February 26, 2014 · 0 Comments
By Melissa Kottelenberg
In November 2008, when our son Tyson was born, our world changed forever and we became a Heart Family.
I already had seven years’ experience being a Mom, but being a Heart Mom is different. It’s not better, it’s not worse; it’s not inferior or superior. It’s just different.
What does it mean to be a Heart Mom? Being a Heart Mom means never looking too far ahead in the future, but trying to live each day in thankfulness and praying you get to enjoy many more. It means taking things one day at a time, and some days it means taking things one hour at a time. It means preparing for the worst, and hoping for the best.
Being Heart Parents means we had to brush up on our knowledge of the heart anatomy and how it works, because in three short days our newborn son was having his first of three palliative open-heart surgeries. We had three days to try and understand what the cardiologists meant when they told us “your son has very serious, complex congenital heart defects.”
We had to try to understand the complexity of his heart and what the surgeons planned to do to help, and then try to mentally prepare ourselves to lay our newborn son on the operating table so that the surgeon can stop his heart, open his sternum, and re-knit his tiny, strawberry-sized heart.
Being Heart Parents means nervously waiting hours in the surgical waiting room, hoping and praying that the surgeon’s hands are steady, praying that the heart and lung machine will keep our son alive so that he will be given back to us again when it’s over. It means spending hours by our son’s bedside, watching him fight for his life on life-support, with so many tubes and wires you can’t even count them, with monitors and machines beeping constantly.
Being a Heart Family means learning and developing a new kind of “normal” when we finally get home from the hospital. It means learning and administering several different medications. It means low-fat feeds, pumps, NG tubes and reflux. It means needles, X-rays, ECHOS, ECGS, antibiotics and IVs. Blood thinners, sedation, MRIs, heart caths, stickers and bravery beads. It means that hospital visits aren’t scary at all, because in a sad sort of way, it kinda feels like home.

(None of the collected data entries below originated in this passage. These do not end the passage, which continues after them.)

PR #865, opened 2024-05-16
dst: add deterministic simulation test

asubiotto:
Running this test by itself is just a normal integration test. To run this test
deterministically use POLARSIGNALS_RANDOM_SEED, the WASM build target, and
github.com/asubiotto/go. For now, only the test is checked in to reduce the
change surface area and is skipped if POLARSIGNALS_RANDOM_SEED is not
specified.

There are still a couple of bugs to fix (#864 is the first PR here, and one of the commits in this PR contains another fix), so adding the running of this test to CI is still future work.

The idea is to merge this test as-is even though it is not final to provide a base to build on and fix bugs.


dst/dst_test.go
```diff
@@ -0,0 +1,547 @@
...
+				}
+				return nil
+			})
+		case restart:
+			// This is a hack to ensure some goroutines are scheduled before
+			// this restart.
+			// TODO(asubiotto): Figure out if we still need this.
+			time.Sleep(1 * time.Millisecond)
+			// Graceful shutdown.
+			require.NoError(t, c.Close())
```
thorfour, line 419: Would be nice to have an ungraceful shutdown as well

thorfour (approved):
LGTM once go build is happy

dst/dst_test.go
asubiotto: Yep! Definitely want to add that.

asubiotto:
The failure was a test in the `wal` package that assumed the previous (buggy) `nextTx = truncateTx + 1` behavior. I'm going to remove that fix in this PR to preserve the old behavior and look into the more comprehensive fix/testing changes as a followup.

When he sleeps too long or he doesn’t answer immediately when we call his name, we worry about cardiac arrest or stroke. If he drinks too many fluids, it could put undue stress on his heart. If he doesn’t drink enough, he could dehydrate and be at risk for a stroke.
Being a heart family means monitoring daily fluid intake, and always watching and monitoring sleep patterns, behaviour, colour and activity levels; checking respiratory rate, heart rate and oxygen levels. Does his cough sound wetter today than yesterday? Is he coughing because he has a cold or is it the start of heart failure? Is he looking bluer today? Does he look puffy? When was the last time he went pee — is he retaining fluids? Did he meet his required daily fluid intake? It means analyzing every little cough or sneeze. And trying not to worry, trying not to expect the other shoe to drop. It means owning medical equipment you never knew existed, like pulse oximeter monitors and CoaguChek machines. It means owning an AED and praying you never have to use it.

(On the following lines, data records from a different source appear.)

PR #866, opened 2024-05-17
wal: correctly set nextTx on Truncate

asubiotto:
On Truncate(k), if k was logged to the WAL the behavior is unchanged. However, if k had not yet been logged to the WAL, the WAL performed a full reset of the WAL and set the next expected txn to k+1. This is incorrect, since the semantics of truncate are that k becomes the first entry in the WAL after truncation.


asubiotto:
This was found by DST and fixes a data loss bug (previously `k` would've been incorrectly dropped after a snapshot)

metalmatze (approved):
Interesting and good find!

thorfour (approved):

PR #878, opened 2024-05-22
Converter read all pages

thorfour:
Discovered some good performance gains during query time of Parquet files that if we read in all the Parquet values into the buffer at once instead of page by page it decreases query times.

```bash
thor@thors-MacBook-Pro ~/.../github.com/polarsignals/frostdb % benchstat before.txt after.txt
name                                        old time/op    new time/op    delta
_ParquetAggregation/paruqet_aggregation-10    16.0ms ± 0%     9.3ms ± 1%  -41.80%  (p=0.000 n=9+10)

name                                        old alloc/op   new alloc/op   delta
_ParquetAggregation/paruqet_aggregation-10    33.0MB ± 0%    37.9MB ± 0%  +14.99%  (p=0.000 n=9+10)

name                                        old allocs/op  new allocs/op  delta
_ParquetAggregation/paruqet_aggregation-10     1.42k ± 0%     1.40k ± 0%   -1.88%  (p=0.000 n=9+10)
```

Slightly more data allocated (due to the larger buffer) but I think it's a worthwhile trade off

### DIFF
--- a/aggregate_test.go
+++ b/aggregate_test.go
@@ -480,7 +480,7 @@ func Benchmark_ParquetAggregation(b *testing.B) {
 	b.ResetTimer()
 	b.Run("paruqet_aggregation", func(b *testing.B) {
 		for i := 0; i < b.N; i++ {
-			engine.ScanTable("test").
+			require.NoError(b, engine.ScanTable("test").
 				Filter(
 					logicalplan.Col("timestamp").Gt(logicalplan.Literal(10)),
 				).
@@ -493,7 +493,7 @@ func Benchmark_ParquetAggregation(b *testing.B) {
 					},
 				).Execute(ctx, func(ctx context.Context, r arrow.Record) error {
 				return nil
-			})
+			}))
 		}
 	})
 }
--- a/aggregate_test.go
+++ b/aggregate_test.go
@@ -433,7 +433,7 @@ func BenchmarkAggregation(b *testing.B) {
 	}
 }
 
-// Benchmark_ParquetAggregation is similar to BenchmarkAggregation but uses uses Parquet as the storage format.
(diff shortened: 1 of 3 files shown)


pqarrow/arrow.go
```diff
@@ -796,21 +796,19 @@ func (c *ParquetConverter) writeColumnToArray(
...
+			if n := columnChunk.NumValues(); int64(cap(c.scratchValues)) < n {
 				c.scratchValues = make([]parquet.Value, n)
 			} else {
 				c.scratchValues = c.scratchValues[:n]
 			}
-
-			// We're reading all values in the page so we always expect an io.EOF.
 			reader := p.Values()
-			if _, err := reader.ReadValues(c.scratchValues); err != nil && err != io.EOF {
+			i, err = reader.ReadValues(c.scratchValues[i:])
```
asubiotto, line 805: Do we want to limit the buffering somehow?

aggregate_test.go
```diff
@@ -433,6 +433,71 @@ func BenchmarkAggregation(b *testing.B) {
 	}
 }
 
+// Benchmark_ParquetAggregation is similar to BenchmarkAggregation but uses uses Parquet as the storage format.
```
asubiotto, line 436: nit: double uses

thorfour: damnit copilot

pqarrow/arrow.go
thorfour: We didn't before but something to consider in the future potentiall

thorfour: But there was no limit to how many values were in the page just like with row groups so it was a virtual limit not one that we set.

thorfour:
Ooof I found that there was a bug in this change where if we had more than two pages the offset i was incorrect and we started to overwrite pages. The different when that's fixed is minimal. Going to close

Being a Heart Family means sometimes spending Christmas, New Year’s or long weekends in the hospital.
Being the sibling of a heart child means learning to roll with the punches, knowing that we can never etch our plans in stone because they are bound to change in a heartbeat. They develop an early understanding of life and death, heaven and Jesus, and have experienced the truth that God always carries us through.

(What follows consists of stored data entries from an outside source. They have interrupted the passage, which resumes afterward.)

PR #883, opened 2024-05-29
workflows: add DST workflow

asubiotto:


asubiotto:
Some things to note:
- DST is currently set to run for 10 iterations and takes 1 minute to trun. The first iteration takes around 30s, so I'm not sure reducing this number will affect runtime that much. We might need to investigate why the first run takes so long but for now this is fine.

brancz (approved):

Being a Heart Family also means never taking a single day for granted and counting each and every little blessing. We make the best of our quality time, because we never know when our time will run out. It means rejoicing over all the little milestones that maybe we’d otherwise take for granted. And thanking God every day for His grace and mercy, acknowledging that it’s all because of Him that we have the blessed opportunity to know and love: a living, breathing miracle.